PROBLEM:
Retype the complete listing exactly as it appears.

DATA SUPPLIED:
PR #526, opened 2025-07-14
Run tests on all PRs

dbanck:
## Description

This PR updates the GitHub test workflow so that it runs on all PRs, not just those targeting `main`.

## Rollback Plan


dbanck:
Yup, I want tests to run in https://github.com/hashicorp/terraform-exec/pull/525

TASK OUTPUT:
PR #526, opened 2025-07-14
Run tests on all PRs

dbanck:
## Description

This PR updates the GitHub test workflow so that it runs on all PRs, not just those targeting `main`.

## Rollback Plan


dbanck:
Yup, I want tests to run in https://github.com/hashicorp/terraform-exec/pull/525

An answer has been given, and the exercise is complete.